Say how many lines of the listing below include the string "because" and add nothing else.

- **DATA EXCERPTS**
※
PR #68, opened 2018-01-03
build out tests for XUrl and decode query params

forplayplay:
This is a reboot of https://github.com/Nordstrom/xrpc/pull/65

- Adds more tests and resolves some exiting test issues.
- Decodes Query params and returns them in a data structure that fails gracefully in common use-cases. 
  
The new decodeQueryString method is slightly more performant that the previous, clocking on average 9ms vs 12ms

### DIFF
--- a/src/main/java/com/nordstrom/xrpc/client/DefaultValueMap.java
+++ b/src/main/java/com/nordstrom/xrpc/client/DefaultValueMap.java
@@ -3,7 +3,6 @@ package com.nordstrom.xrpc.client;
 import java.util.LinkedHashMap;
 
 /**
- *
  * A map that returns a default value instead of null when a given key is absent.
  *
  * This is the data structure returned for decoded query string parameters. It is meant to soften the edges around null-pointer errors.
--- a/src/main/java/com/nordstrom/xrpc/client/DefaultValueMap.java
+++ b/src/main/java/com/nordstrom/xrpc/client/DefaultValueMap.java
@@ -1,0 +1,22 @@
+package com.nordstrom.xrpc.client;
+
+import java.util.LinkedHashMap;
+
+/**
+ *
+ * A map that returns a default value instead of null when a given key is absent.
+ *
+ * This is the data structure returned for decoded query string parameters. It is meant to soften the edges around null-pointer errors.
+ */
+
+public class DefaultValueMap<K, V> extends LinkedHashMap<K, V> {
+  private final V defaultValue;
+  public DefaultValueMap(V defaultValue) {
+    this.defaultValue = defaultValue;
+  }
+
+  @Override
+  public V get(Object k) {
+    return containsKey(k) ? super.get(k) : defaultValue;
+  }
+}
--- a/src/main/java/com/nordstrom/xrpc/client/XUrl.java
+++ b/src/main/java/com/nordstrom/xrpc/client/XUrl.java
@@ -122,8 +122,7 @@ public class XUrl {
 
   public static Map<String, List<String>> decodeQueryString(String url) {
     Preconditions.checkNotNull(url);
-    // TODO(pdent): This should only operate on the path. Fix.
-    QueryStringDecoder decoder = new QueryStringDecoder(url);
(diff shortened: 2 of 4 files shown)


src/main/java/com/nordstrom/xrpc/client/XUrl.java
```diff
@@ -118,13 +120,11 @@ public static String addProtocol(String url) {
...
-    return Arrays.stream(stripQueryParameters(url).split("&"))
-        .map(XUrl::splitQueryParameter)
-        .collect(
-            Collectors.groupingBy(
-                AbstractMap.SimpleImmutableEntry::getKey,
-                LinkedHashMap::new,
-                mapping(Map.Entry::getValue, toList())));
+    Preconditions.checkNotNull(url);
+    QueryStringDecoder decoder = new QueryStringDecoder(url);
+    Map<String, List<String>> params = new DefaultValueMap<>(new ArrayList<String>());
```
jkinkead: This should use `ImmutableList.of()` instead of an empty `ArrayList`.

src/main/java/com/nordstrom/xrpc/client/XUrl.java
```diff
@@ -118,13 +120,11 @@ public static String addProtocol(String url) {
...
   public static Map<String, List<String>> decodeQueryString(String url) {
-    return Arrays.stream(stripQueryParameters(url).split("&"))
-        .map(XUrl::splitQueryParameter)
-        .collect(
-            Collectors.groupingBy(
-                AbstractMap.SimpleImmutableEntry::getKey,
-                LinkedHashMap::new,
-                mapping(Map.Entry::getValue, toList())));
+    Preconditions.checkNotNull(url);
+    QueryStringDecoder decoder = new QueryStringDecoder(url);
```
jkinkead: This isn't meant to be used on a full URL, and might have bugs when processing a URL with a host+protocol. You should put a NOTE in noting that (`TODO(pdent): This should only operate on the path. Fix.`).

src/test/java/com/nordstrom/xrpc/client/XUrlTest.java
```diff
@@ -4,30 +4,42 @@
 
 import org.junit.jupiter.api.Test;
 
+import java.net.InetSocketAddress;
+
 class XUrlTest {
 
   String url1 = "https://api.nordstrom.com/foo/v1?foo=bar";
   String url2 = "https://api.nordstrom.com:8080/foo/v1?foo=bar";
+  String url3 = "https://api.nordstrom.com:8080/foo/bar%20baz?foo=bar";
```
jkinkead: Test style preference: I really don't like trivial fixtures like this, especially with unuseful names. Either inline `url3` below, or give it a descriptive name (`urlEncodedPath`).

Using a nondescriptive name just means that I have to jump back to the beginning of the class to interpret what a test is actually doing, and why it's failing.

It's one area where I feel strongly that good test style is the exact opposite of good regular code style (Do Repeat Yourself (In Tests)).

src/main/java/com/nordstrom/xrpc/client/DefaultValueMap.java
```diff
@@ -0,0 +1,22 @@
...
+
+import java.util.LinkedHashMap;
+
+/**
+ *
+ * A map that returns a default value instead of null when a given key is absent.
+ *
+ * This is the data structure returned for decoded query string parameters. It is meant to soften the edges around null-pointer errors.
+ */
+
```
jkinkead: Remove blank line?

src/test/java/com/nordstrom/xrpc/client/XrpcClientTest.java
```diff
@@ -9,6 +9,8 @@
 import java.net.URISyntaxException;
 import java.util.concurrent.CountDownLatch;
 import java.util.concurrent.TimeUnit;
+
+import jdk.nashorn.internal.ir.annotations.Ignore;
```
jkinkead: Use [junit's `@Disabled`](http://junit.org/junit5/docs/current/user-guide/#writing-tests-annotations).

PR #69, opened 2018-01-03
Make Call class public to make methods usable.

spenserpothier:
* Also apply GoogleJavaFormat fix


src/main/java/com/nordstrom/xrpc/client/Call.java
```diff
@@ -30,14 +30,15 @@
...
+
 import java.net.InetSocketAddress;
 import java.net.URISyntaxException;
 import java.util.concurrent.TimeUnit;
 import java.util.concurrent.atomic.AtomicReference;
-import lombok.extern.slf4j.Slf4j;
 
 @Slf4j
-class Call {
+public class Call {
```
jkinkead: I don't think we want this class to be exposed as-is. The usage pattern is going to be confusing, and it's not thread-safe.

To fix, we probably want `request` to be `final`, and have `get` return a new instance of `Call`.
※
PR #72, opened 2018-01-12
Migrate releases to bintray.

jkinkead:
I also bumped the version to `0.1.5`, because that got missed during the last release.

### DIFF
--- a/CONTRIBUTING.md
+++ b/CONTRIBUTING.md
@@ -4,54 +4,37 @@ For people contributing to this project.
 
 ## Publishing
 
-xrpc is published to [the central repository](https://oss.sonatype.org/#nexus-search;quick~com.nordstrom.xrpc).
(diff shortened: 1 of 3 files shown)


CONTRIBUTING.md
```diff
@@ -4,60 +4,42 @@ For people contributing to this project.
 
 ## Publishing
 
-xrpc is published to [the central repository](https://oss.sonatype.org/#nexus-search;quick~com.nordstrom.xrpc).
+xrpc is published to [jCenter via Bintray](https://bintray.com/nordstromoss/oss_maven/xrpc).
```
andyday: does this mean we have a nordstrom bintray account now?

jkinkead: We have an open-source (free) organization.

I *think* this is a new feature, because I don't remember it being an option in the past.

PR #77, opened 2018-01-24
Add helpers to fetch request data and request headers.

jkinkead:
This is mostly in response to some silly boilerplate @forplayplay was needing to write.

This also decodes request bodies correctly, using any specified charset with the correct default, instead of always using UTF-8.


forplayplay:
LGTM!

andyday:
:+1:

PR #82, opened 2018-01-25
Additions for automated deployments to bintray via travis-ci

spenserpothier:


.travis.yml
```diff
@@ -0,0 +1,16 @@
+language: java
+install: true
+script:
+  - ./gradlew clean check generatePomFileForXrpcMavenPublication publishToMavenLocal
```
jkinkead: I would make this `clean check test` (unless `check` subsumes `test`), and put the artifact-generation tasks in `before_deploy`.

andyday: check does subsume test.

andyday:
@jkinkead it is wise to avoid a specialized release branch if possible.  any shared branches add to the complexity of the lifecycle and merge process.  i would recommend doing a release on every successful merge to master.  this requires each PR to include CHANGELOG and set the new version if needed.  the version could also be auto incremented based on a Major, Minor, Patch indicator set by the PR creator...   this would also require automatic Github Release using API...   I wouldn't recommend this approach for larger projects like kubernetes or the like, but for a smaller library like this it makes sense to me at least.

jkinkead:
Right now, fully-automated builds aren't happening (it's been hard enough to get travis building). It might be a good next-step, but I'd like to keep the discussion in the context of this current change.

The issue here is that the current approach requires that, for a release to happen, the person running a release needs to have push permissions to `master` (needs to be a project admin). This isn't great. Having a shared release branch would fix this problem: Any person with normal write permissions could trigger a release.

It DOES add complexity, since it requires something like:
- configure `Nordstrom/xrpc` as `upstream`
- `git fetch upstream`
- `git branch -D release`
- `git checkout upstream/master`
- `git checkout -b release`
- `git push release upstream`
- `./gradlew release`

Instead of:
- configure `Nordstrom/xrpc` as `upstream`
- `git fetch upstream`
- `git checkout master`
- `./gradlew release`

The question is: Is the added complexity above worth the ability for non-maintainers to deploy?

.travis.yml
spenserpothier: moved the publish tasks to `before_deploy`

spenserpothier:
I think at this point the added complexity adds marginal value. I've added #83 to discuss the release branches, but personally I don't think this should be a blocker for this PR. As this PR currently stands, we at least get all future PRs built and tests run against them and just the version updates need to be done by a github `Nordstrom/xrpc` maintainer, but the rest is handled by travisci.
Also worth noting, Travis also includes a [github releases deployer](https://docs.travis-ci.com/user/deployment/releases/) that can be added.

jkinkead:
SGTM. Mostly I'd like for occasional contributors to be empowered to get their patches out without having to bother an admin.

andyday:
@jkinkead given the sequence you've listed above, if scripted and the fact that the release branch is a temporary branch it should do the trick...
※
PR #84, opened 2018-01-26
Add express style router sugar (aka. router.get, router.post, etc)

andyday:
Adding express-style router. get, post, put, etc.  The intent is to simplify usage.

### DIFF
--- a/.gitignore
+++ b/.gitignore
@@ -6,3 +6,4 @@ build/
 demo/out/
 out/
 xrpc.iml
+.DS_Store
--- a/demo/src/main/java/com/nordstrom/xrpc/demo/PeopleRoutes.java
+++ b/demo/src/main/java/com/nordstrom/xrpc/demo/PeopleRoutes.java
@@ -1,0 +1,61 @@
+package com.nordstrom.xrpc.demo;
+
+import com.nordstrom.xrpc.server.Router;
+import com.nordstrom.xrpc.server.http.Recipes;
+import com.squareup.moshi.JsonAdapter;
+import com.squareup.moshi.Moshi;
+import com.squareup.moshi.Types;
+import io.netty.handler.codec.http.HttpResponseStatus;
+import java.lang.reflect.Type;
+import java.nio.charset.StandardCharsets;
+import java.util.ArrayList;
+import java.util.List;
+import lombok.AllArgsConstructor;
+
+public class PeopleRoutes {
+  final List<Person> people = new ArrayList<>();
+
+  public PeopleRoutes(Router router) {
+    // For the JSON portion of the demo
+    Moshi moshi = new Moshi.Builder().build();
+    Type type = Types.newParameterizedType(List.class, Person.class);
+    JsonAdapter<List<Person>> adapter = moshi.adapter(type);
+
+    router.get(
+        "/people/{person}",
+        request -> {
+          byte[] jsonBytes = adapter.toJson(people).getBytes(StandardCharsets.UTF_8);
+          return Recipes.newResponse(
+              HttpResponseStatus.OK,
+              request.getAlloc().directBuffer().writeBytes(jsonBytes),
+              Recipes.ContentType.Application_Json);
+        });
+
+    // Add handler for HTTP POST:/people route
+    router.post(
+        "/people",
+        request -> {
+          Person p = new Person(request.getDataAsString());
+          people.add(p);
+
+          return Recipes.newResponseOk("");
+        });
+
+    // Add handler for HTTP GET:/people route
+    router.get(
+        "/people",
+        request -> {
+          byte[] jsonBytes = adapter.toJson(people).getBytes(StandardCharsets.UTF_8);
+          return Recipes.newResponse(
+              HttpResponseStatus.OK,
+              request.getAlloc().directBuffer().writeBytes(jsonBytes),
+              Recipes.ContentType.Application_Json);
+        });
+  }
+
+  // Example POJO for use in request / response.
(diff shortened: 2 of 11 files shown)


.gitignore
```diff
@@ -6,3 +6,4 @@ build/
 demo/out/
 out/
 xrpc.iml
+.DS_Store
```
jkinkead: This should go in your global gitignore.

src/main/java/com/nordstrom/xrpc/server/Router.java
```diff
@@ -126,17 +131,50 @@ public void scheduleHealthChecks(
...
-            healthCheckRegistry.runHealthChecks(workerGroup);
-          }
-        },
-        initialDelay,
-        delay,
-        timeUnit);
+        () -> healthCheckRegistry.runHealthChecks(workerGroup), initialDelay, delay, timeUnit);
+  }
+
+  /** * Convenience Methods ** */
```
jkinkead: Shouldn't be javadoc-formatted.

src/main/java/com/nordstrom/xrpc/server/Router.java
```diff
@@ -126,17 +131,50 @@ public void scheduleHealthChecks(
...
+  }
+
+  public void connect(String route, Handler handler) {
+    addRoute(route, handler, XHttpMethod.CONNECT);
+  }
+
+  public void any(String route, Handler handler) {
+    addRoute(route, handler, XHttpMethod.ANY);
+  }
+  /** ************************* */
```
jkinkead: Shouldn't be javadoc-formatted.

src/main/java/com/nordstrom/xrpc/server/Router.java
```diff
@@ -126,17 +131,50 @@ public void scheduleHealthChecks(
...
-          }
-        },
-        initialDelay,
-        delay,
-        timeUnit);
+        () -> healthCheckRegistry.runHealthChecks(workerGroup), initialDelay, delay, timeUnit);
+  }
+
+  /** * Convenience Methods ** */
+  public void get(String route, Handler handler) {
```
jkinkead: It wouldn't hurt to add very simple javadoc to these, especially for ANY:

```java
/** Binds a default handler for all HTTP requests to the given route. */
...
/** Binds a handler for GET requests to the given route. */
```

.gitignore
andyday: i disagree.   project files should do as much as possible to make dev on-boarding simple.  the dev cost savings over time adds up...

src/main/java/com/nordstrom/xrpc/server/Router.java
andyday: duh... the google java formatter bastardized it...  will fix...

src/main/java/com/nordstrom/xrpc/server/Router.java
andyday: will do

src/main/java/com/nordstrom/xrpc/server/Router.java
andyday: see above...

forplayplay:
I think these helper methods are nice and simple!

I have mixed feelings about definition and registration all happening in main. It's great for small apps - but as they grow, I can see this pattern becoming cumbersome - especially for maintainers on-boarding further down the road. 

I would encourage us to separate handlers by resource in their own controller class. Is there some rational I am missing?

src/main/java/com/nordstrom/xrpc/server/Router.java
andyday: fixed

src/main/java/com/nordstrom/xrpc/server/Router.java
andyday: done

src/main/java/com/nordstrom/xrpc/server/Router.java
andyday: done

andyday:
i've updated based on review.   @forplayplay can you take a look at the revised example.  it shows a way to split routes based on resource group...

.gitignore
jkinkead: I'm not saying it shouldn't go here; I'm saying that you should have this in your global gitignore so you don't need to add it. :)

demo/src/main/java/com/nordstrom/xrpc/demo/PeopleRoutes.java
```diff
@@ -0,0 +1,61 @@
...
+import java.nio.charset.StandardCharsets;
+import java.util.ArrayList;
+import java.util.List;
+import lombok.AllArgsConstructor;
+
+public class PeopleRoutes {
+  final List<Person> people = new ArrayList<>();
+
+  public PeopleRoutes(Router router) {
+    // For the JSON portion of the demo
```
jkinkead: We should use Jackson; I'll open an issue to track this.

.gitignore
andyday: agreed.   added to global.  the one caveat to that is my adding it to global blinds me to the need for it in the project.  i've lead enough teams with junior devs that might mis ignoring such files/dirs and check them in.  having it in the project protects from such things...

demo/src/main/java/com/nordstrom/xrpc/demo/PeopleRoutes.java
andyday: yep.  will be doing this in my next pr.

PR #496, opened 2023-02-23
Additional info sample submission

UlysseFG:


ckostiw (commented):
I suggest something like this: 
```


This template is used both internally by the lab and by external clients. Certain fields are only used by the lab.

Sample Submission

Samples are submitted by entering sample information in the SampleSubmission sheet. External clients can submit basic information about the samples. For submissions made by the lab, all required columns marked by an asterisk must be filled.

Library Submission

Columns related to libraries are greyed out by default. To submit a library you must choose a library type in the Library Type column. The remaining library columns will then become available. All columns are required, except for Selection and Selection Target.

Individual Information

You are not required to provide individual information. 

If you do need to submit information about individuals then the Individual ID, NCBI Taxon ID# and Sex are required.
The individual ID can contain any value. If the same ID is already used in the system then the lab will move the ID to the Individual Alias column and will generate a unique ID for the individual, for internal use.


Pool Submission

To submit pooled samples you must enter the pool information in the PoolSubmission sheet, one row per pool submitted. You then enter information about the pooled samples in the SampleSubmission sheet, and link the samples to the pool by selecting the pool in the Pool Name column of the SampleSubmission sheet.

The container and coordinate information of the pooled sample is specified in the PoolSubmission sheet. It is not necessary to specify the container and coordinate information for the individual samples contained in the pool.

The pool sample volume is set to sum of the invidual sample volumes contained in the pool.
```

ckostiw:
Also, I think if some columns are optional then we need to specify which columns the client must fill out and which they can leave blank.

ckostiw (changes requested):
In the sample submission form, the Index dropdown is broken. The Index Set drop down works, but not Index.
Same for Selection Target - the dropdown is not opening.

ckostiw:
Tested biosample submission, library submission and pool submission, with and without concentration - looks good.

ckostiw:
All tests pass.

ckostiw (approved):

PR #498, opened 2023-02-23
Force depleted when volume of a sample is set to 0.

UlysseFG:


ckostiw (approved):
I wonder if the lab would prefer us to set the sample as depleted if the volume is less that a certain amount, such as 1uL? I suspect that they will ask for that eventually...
※
- **OUTPUT OF THE TASK**
2